La politica italiana è arrivata ad un livello di degrado intellettuale (quello morale è superato da tempo!), come probabilmente non si era mai verificato nella storia repubblicana.
Non si era mai vista tanta povertà di idee e una così forte omologazione nella proposta politica da parte dei due grandi contenitori politici, PD e PDL, che, riflessi l’uno nell’altro, per attirare le simpatie di coloro che ancora resistono a guardarli, hanno imboccato decisamente la strada del reality show, sicuri di replicarne le fortune.
Repubblica, lancia in resta, si spinge a rinnovare i fasti di Cronaca Vera, con le famose dieci domande al premier su Noemi e famiglia.
Per capire quale sia la potenza di fuoco messa in campo da questa corazzata editoriale, basta rendersi conto che ormai nei media nazionali da quattro giorni a questa parte non si parla di altro ed il centrosinistra si uniforma alla politica scandalistica del gruppo De Benedetti, rilanciando per bocca dei suoi dirigenti, il questionario di D’Avanzo & c.
Tutti gli altri grandi temi, dalla crisi economica sempre più grave alla questione ammortizzatori sociali, dalla giustizia in stato catatonico al nuovo sviluppo economico verde, dai tagli indecenti a scuola e università alla ricostruzione in Abruzzo ancora da progettare, tutto, ma proprio tutto, è sparito sotto i colpi dell’ultima intervista del quotidiano di piazza Indipendenza, udite udite, al personaggio del momento: l’ex ragazzo di Noemi...

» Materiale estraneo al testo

PR #675, opened 2022-02-21
[OSD-9246] Block gaps in our AccountClaim finalizer handling

dkeohane:
While investigating dangling accounts I looked through our accountclaim finalize functionality to try identify areas where we may not be returning errors

Previous behaviours which have been addressed as part of this PR: 
- If the accountclaim `finalizeAccountClaim` function encountered an error, we would still proceed to remove the finalizer.
- If the `cleanUpAwsAccount` func encountered an error, we simply logged it instead of returning it.

Additions:
- Added some more unit tests. 
- Made errors from AWS visible in our logging, as debugging why we can't clean up an AWS resource without the context from AWS was impossible.

Ticket ref: [OSD-9246](https://issues.redhat.com/browse/OSD-9246)

### DIFF
--- a/pkg/controller/accountclaim/accountclaim_controller.go
+++ b/pkg/controller/accountclaim/accountclaim_controller.go
@@ -306,14 +306,16 @@ func (r *ReconcileAccountClaim) handleAccountClaimDeletion(reqLogger logr.Logger
 			failedReusedAccount, accountErr := r.getClaimedAccount(accountClaim.Spec.AccountLink, awsv1alpha1.AccountCrNamespace)
 			if accountErr != nil {
 				reqLogger.Error(accountErr, "Failed to get claimed account")
-				return err
+				return errors.Wrap(err, "failed to get claimed account")
 			}
 			// Update account status and add "Reuse Failed" condition
 			accountErr = r.resetAccountSpecStatus(reqLogger, failedReusedAccount, accountClaim, awsv1alpha1.AccountFailed, "Failed")
 			if accountErr != nil {
 				reqLogger.Error(accountErr, "Failed updating account status for failed reuse")
-				return err
+				return errors.Wrap(err, "failed updating account status for failed reuse")
 			}
+
+			return err
 		}
 	}
 
--- a/pkg/controller/accountclaim/reuse.go
+++ b/pkg/controller/accountclaim/reuse.go
@@ -2,9 +2,11 @@ package accountclaim
 
 import (
 	"context"
-	"errors"
 	"fmt"
 	"time"
+
+	"github.com/pkg/errors"
+	"github.com/rkt/rkt/tests/testutils/logger"
 
 	"github.com/aws/aws-sdk-go/aws"
 	"github.com/aws/aws-sdk-go/aws/awserr"
@@ -36,12 +38,14 @@ func (r *ReconcileAccountClaim) finalizeAccountClaim(reqLogger logr.Logger, acco
 			return err
 		}
 		// Cleanup BYOC secret
-		err = r.removeBYOCSecretFinalizer(accountClaim)
-		if err != nil {
+		secretErr := r.removeBYOCSecretFinalizer(accountClaim)
+		if secretErr != nil {
 			reqLogger.Error(err, "Failed to remove BYOC iamsecret finalizer")
-			return err
+			return secretErr
 		}
 
+		// Here we are returning nil, instead of a potential err,
+		// as we only want to block if it's non-CCS where we can't cleanup.
 		return nil
 	}
 
@@ -79,7 +83,6 @@ func (r *ReconcileAccountClaim) finalizeAccountClaim(reqLogger logr.Logger, acco
 	}
 
 	awsClient, err := r.awsClientBuilder.GetClient(controllerName, r.client, awsClientInput)
-
 	if err != nil {
 		connErr := fmt.Sprintf("Unable to create aws client for region %s", clusterAwsRegion)
 		reqLogger.Error(err, connErr)
@@ -90,6 +93,7 @@ func (r *ReconcileAccountClaim) finalizeAccountClaim(reqLogger logr.Logger, acco
 		err := r.client.Delete(context.TODO(), reusedAccount)
 		if err != nil {
 			reqLogger.Error(err, "Failed to delete BYOC account from accountclaim cleanup")
+			return err
 		}
 
 		// Cleanup BYOC secret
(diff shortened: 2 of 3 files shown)


mrWinston (commented):
Looks good to me and the changes make sense, though i'm not  100% confident i can grasp the scope of it. Are the functions you've changed covered by the unit tests? even these small changes lead to slightly different behaviour during the reconcile, which might be what we want.

pkg/controller/accountclaim/reuse.go
```diff
@@ -36,13 +36,13 @@ func (r *ReconcileAccountClaim) finalizeAccountClaim(reqLogger logr.Logger, acco
...
-		if err != nil {
+		secretErr := r.removeBYOCSecretFinalizer(accountClaim)
+		if secretErr != nil {
 			reqLogger.Error(err, "Failed to remove BYOC iamsecret finalizer")
-			return err
+			return secretErr
 		}
 
-		return nil
+		return err
```
iamkirkbater, line 45: I think we still want to `return nil` here, as we only want to block if it's not CCS where we can't cleanup.

iamkirkbater (changes requested):

pkg/controller/accountclaim/reuse.go
dkeohane: Fair point - I'll update it with a comment then explaining why we're returning nil instead of the err

pkg/controller/accountclaim/accountclaim_controller.go
```diff
@@ -304,6 +304,8 @@ func (r *ReconcileAccountClaim) handleAccountClaimDeletion(reqLogger logr.Logger
 				reqLogger.Error(accountErr, "Failed updating account status for failed reuse")
 				return err
 			}
+
+			return err
```
dkeohane, line 308: Now that we're _actually_ returning an error here, if `resetAccountSpecStatus` worked as expected but the claim wasn't cleaned up, we'll attempt to call this function again but the accountClaim.Spec.AccountLink will now be "", so we will never attempt to clean the account again and simply remove the finalizer

dkeohane: Actually, scratch that, resetAccountSpecStatus doesn't affect the accountclaim, just the account.

pkg/controller/accountclaim/accountclaim_controller.go
```diff
@@ -304,6 +304,8 @@ func (r *ReconcileAccountClaim) handleAccountClaimDeletion(reqLogger logr.Logger
 				reqLogger.Error(accountErr, "Failed updating account status for failed reuse")
```
iamkirkbater, line 304: Looking at this a bit more, do we want to return err here and in the function above, or do we want to wrap err with a more descriptive error like we're doing for the isConflict error?

iamkirkbater: Like, we still want the original error, but we also want to know what happened inside of this error check.

pkg/controller/accountclaim/reuse.go
```diff
@@ -185,23 +189,24 @@ func (r *ReconcileAccountClaim) cleanUpAwsAccount(reqLogger logr.Logger, awsClie
...
 		}
 	}
 
 	// Return an error if we saw any errors on the awsErrors channel so we can make the reused account as failed
 	if cleanUpStatusFailed {
-		cleanUpStatusFailedMsg := "Failed to clean up AWS account"
-		err := errors.New(cleanUpStatusFailedMsg)
+		cleanUpStatusFailedMsg := "failed to clean up AWS account"
 		reqLogger.Error(err, cleanUpStatusFailedMsg)
+		return err
```
dkeohane, line 209: As a result of moving the err var creation to outside the loop on line 192, this returned err will be the last err we retrieved from the cleangoFunc which failed

dkeohane, line 209: As a result of moving the err var creation to outside the loop on line 192, this returned err will be the last err we retrieved from the cleangoFunc which failed

pkg/controller/accountclaim/reuse.go
```diff
@@ -238,7 +243,7 @@ func (r *ReconcileAccountClaim) cleanUpAwsAccountSnapshots(reqLogger logr.Logger
 
 		_, err = awsClient.DeleteSnapshot(&deleteSnapshotInput)
 		if err != nil {
-			delError := fmt.Sprintf("Failed deleting EBS snapshot: %s", *snapshot.SnapshotId)
+			delError := errors.Wrap(err, fmt.Sprintf("Failed deleting EBS snapshot: %s", *snapshot.SnapshotId)).Error()
```
dkeohane, line 246: Decided to wrap these in order to gain visibility into what was coming from the AWS side of things

dkeohane, line 246: Decided to wrap these in order to gain visibility into what was coming from the AWS side of things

Che Repubblica ieri gli abbia dedicato oltre la prima pagina ben due pagine interne con tanto di foto a colori e riproduzione della lettera che la ragazza gli scrisse prima di Natale, ci fa rabbrividire: alla faccia del giornalismo d’inchiesta, siamo caduti nella morbosità stile Cogne!
Certamente, nessuno può accusarci di essere stati mai morbidi con Silvio Berlusconi che, lo ribadiamo, non avrebbe mai dovuto salire a Palazzo Chigi se la nostra fosse stata una vera democrazia; perché le leggi, prima ancora di un’opposizione presentabile, glielo avrebbero dovuto impedire.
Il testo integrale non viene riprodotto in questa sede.